Ona's Gitpod roots: OpenAI’s secure runtime for Codex
OpenAI bought Ona (formerly Gitpod) to give Codex enterprise-grade, sandboxed workspaces for persistent agents
OpenAI announced it will acquire Ona, the company that began life as Gitpod, folding the German-built cloud workspace platform into Codex to give enterprise customers a sandboxed runtime for long-running agents and workflows.
The deal was made public on June 12, 2026 and OpenAI said Ona’s technology “provides secure, persistent environments where agents can access the tools, systems, and context they need to make progress over time.”
Ona traces its lineage to Gitpod, a five‑year-old project that moved development off local machines into preconfigured browser workspaces. The company rebranded to Ona in September 2025 and repositioned its product around autonomous software agents and secure cloud environments.
At its core Ona offers API‑first, sandboxed environments that are preloaded with repositories, dependencies, and the connectivity agents need to act — source control, registries, secret stores, and developer tools. Those environments can run in Ona’s cloud or inside a customer virtual private cloud, a key distinction for regulated enterprises.
For OpenAI, the attraction is practical: Codex needs a trusted place to execute agent work that can last hours or days instead of minutes. Integrating Ona supplies a customer‑controlled execution layer so Codex agents can continue jobs after the initiating user logs off.

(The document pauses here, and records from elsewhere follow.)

PR #133, opened 2016-04-03
Allow name change. This closes #15.

### LINKED ISSUE #15: Allow name change
Allow the users to change their name during the session

PaliwalSparsh:
Fixes [#15](https://github.com/jangouts/jangouts/issues/15)
Allows name change of the publisher's feed and the change is reflected in peers feed also.
When publisher double clicks the name in his feed it becomes editable.

Bonus Track : Also the change is reflected in the url. 
Did not add for animation of the feed while changing name (Extra bonus track).

### DIFF
--- a/src/app/components/feed/feeds.factory.js
+++ b/src/app/components/feed/feeds.factory.js
@@ -293,6 +293,30 @@
       };
 
       /**
+       * notifying changes to the remote peers.
+       */
+      this.updateDisplay = function() {
+        var that = this;
+        $timeout(function() {
+          DataChannelService.sendStatus(that);
+        });
+      };
+
+      /**
+       * Sets display attribute for this feed. Works only for remote ones.
+       */
+      this.setDisplay = function(val) {
+        this.display = val;
+      }; 
+
+      /**
+       * Gets the display value for this feed
+       */
+      this.getDisplay = function() {
+        return this.display;
+      };
+
+      /**
        * Reads the representation of the local feed in order to send it to the
        * remote peers.
        *
@@ -304,7 +328,7 @@
         options = options || {};
         if (!options.exclude) { options.exclude = []; }
 
-        var attrs = ["audioEnabled", "videoEnabled", "speaking", "picture"];
+        var attrs = ["audioEnabled", "videoEnabled", "speaking", "picture", "display"];
         var status = {};
 
         _.forEach(attrs, function(attr) {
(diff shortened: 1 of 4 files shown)


src/app/components/feed/jh-feed.html
```diff
@@ -39,7 +39,11 @@
     </div>
   </div>
   <figcaption>
-    <span class="caption">{{ vm.feed.display }}</span>
+    <span class="caption" ng-dblclick="vm.isEditable()" ng-hide="vm.nameIsEditable">{{vm.feed.display}}</span>
```
PaliwalSparsh: on double click name becomes editable span disappears and the div appears, on clicking OK span again appears.

src/app/components/feed/feeds.factory.js
```diff
@@ -293,6 +293,30 @@
       };
 
       /**
+       * notifying changes to the remote peers.
```
PaliwalSparsh: updateDisplay basically sends the status as soon as OK is clicked in the UI, making it as updateLocalPic did not do the trick as there was nothing to update name(display attribute) on the peers side, thus added getDisplay and setDisplay and added display to setStatus to make it work. Please review and correct if this method does not follow jangouts practices.

src/app/components/feed/jh-feed.directive.js
```diff
@@ -116,6 +119,20 @@
         }
       }
 
+      function isEditable(){
```
ancorgs: The name of this function is quite confusing. Functions called `isWhatever` are expected to be checks (with no effect) returning a boolean value.

I would try something closer to `makeNameEditable` (just a possibility).

ancorgs:
From the code point of view, the pull request is quite ok (just a minor problem with a non-intuitive function name).

From the usability point of view, it probably needs some more love. Some things I find inconvenient:

* Some problems with the focus after entering in editing mode. It's very easy to end up pressing backspace and going back in the browser history.
* If the alphabetical order is affected, the position of the feed in the list changes already while writing the name (before pressing 'ok')
* There is no way to cancel the edition (other than pressing 'ok').

Maybe we should go a little bit further in rethinking the UI to accommodate this feature.

sandr3j:
Another bug is that you can use usernames with infinite length or zero length. When I paste a large text as username it will give errors on the other side.

imobach:
Hi @PaliwalSparsh,

Any update about this PR?

Thanks!

imobachgs:
It looks like nobody is interested in working on this PR anymore. Moreover @magarcia is working on the Angular2 version of Jangouts, so I'm closing this PR.

PR #135, opened 2016-04-30
Click on thumbnail to pin webcam

### LINKED ISSUE #131: click anywhere in webcam thumbnail to pin webcam
Currently each thumbnail has a small "Sticky as main video" icon, but this violates principles of good UI based on [Fitts's law](https://en.wikipedia.org/wiki/Fitts's_law).  Instead it would be better to ditch that icon and allow clicking anywhere on the thumbnail to have the same effect (with the obvious exception of clicking on the Ignore icon).

magarcia:
- Add click to thumbnail to pin webcam
- Remove jhStickyButton directive
- Move video button to figcaption, below thumbnail

Closes #131


imobach:
It looks good and you have removed quite some code :) Well done. I want to give it a try in my laptop before merging :)

imobach:
LGTM. We should find another way to arrange mute/video buttons (as they now share the space with the nickname). But from my POV, that's something we should do about the whole interface.

PR #136, opened 2016-04-30
Unpublish shared window/screen feed when stop sharing

### LINKED ISSUE #25: When a shared window is closed, it stays as connected

magarcia:
This solution uses MediaStream onended callback which is [not implemented in Firefox yet](https://bugzilla.mozilla.org/show_bug.cgi?id=1045810).

Tested with Chromium.

Closes #25

### DIFF
--- a/src/app/components/room/room.service.js
+++ b/src/app/components/room/room.service.js
@@ -369,6 +369,12 @@
           console.log(" ::: Got the screen stream :::");
           var feed = FeedsService.find(id);
           feed.setStream(stream);
+
+          // Unpublish feed when screen sharing stops
+          stream.onended = function () {
+            unPublishFeed(id);
+          };
+
         },
         onmessage: function(msg, jsep) {
           console.log(" ::: Got a message (screen) :::");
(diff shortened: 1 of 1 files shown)


magarcia:
Looking inside janus.js code I saw that [they implement](https://github.com/meetecho/janus-gateway/blob/master/html/janus.js#L1449-L1466) the workaround mentioned in [Firefox bug](https://bugzilla.mozilla.org/show_bug.cgi?id=1045810), so this should works with Firefox too.

magarcia:
After found and solves an error with `janus.js` (meetecho/janus-gateway#513), I tested with Firefox and it works.

imobach:
Thanks for fixing it! I guess that we also need to update `janus-gateway` dependency in our `bower.json` file, right?

magarcia:
@imobach update `janus-gateway` is not needed for this PR. The issue mentioned above does not affect to these changes.

But we will need to change some code to adapt to changes introduced in the `janus-gateway` update.

magarcia:
I opened an issue about that #139

imobach:
I meant that if we want this bug solved in Firefox, we'll need to update the `janus.js` we're shipping with jangouts. I'm merging this code and looking forward to #139 (as it looks like some additional work is needed).

PR #137, opened 2016-05-05
Vagrant uses openSUSE Leap 42.1 instead of 13.2

imobach:
Vagrant will use a openSUSE Leap 42.1 box.


imobach:
It works for me(TM) :)

Issue #44, opened 2015-08-20
Add a test suite


imobachgs:
Jangouts is getting bigger and bigger so, IMHO, we must build a test suite.

ancorgs:
In my opinion we should have separate issues for unit tests (should be covered by #156) and end-to-end (integration) tests. I would aim for decent unit test coverage for milestone 0.5.0... probably leaving e2e tests for the next version.

imobachgs:
We already have a test suite in the angular-2 branch (only unit tests).

ancorgs:
We have some unit tests now, as part of the migration to React done in version 0.6.0.

It can of course be expanded over time, but I'm closing this because we indeed have a test suite now.

PR #138, opened 2016-05-07
Add test runner and tests for action.service.js

magarcia:
First steps for build a test suite

Related with #44


tests/components/room/action.service.spec.js
```diff
@@ -0,0 +1,665 @@
...
+  });
+
+
+  // Test enterRoom method
+  describe('enterRoom', function () {
+    var feedId = 1,
+        display = 'd',
+        connection = 'conn';
+
+    it('should call Feed',function () {
```
ancorgs: I would like to see more "human" description like "should create the feed"

tests/components/room/action.service.spec.js
```diff
@@ -0,0 +1,665 @@
...
+        jasmine.objectContaining({fakeFeed: true}),
+        jasmine.objectContaining({main: true})
+      );
+    });
+
+  });
+  // End enterRoom method
+
+  // Test leaveRoom method
+  describe('leaveRoom', function () {
```
ancorgs: Let's see if I can explain what I don't like about this "describe" section. It looks to me like it's testing the implementation instead of the behavior. I know it's hard to avoid when functions are that small, but:
```
 leaveRoom
    should call FeedsService.allFeeds
    should call ActionService.destroyFeed for each returned feed
```
Simply looks like 1:1 repetition of the source code.

As said, it's hard to see the difference in such a small function, but I would prefer something like
```
 leaveRoom
    should destroy all existing feeds
```
The implementation of the spec will be almost identical if you mock `FeedService`, but still there is an important difference in the approach.

tests/components/room/action.service.spec.js
```diff
@@ -0,0 +1,665 @@
...
+      var feeds = FeedsServiceSpy.allFeeds();
+      expect(ActionService.destroyFeed.calls.count()).toBe(feeds.length);
+    });
+
+
+  });
+  // End leaveRoom method
+
+  // Test publishScreen method
+  describe('publishScreen', function () {
```
ancorgs: This case is even worse than above. The 1:1 repetition between implementation and test is taken to the extreme. I will try to come up with a working re-implementation of some of the tests in a more behavior-oriented fashion (also as an exercise to learn jasmine myself).

ancorgs:
Ahem, I don't know how I ended up commenting on this old pull request. Too many open tabs. Sorry :wink:

Now let's review the REAL tests that you were adding in the CORRECT pull request :smile:

imobach:
Can we close this one, please?

ancorgs:
I was going to suggest the same.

Ona’s product pitch emphasizes isolation and enterprise controls — OS‑level sandboxing, RBAC, SSO/OIDC, command deny lists, and detailed audit trails — which let IT teams apply their existing governance and credential management to agent runs. OpenAI framed the move as expanding Codex beyond single‑device sessions into production‑grade automation.
Technically this gives Codex a runtime where agents have scoped, auditable access to systems under the customer’s control. Ona environments are declared with devcontainer-like manifests and can mount storage and secrets so agents can run tests, build artifacts, or patch code without exposing enterprise credentials to the model service itself.
Beyond developer convenience, the integration is a strategic enterprise play. Analysts and coverage note the acquisition helps OpenAI compete with rivals offering self‑hosted or customer‑controlled agent sandboxes, and it bolsters Codex’s pitch to CIOs and CISOs who demand visibility and control.
Real operational use cases are straightforward: long refactors, automated CVE triage across private repos, multi‑step migrations, and continuous validation tasks that must persist between business hours. Those scenarios require durable execution environments that keep logs, enforce limits, and let operators revoke or suspend agents.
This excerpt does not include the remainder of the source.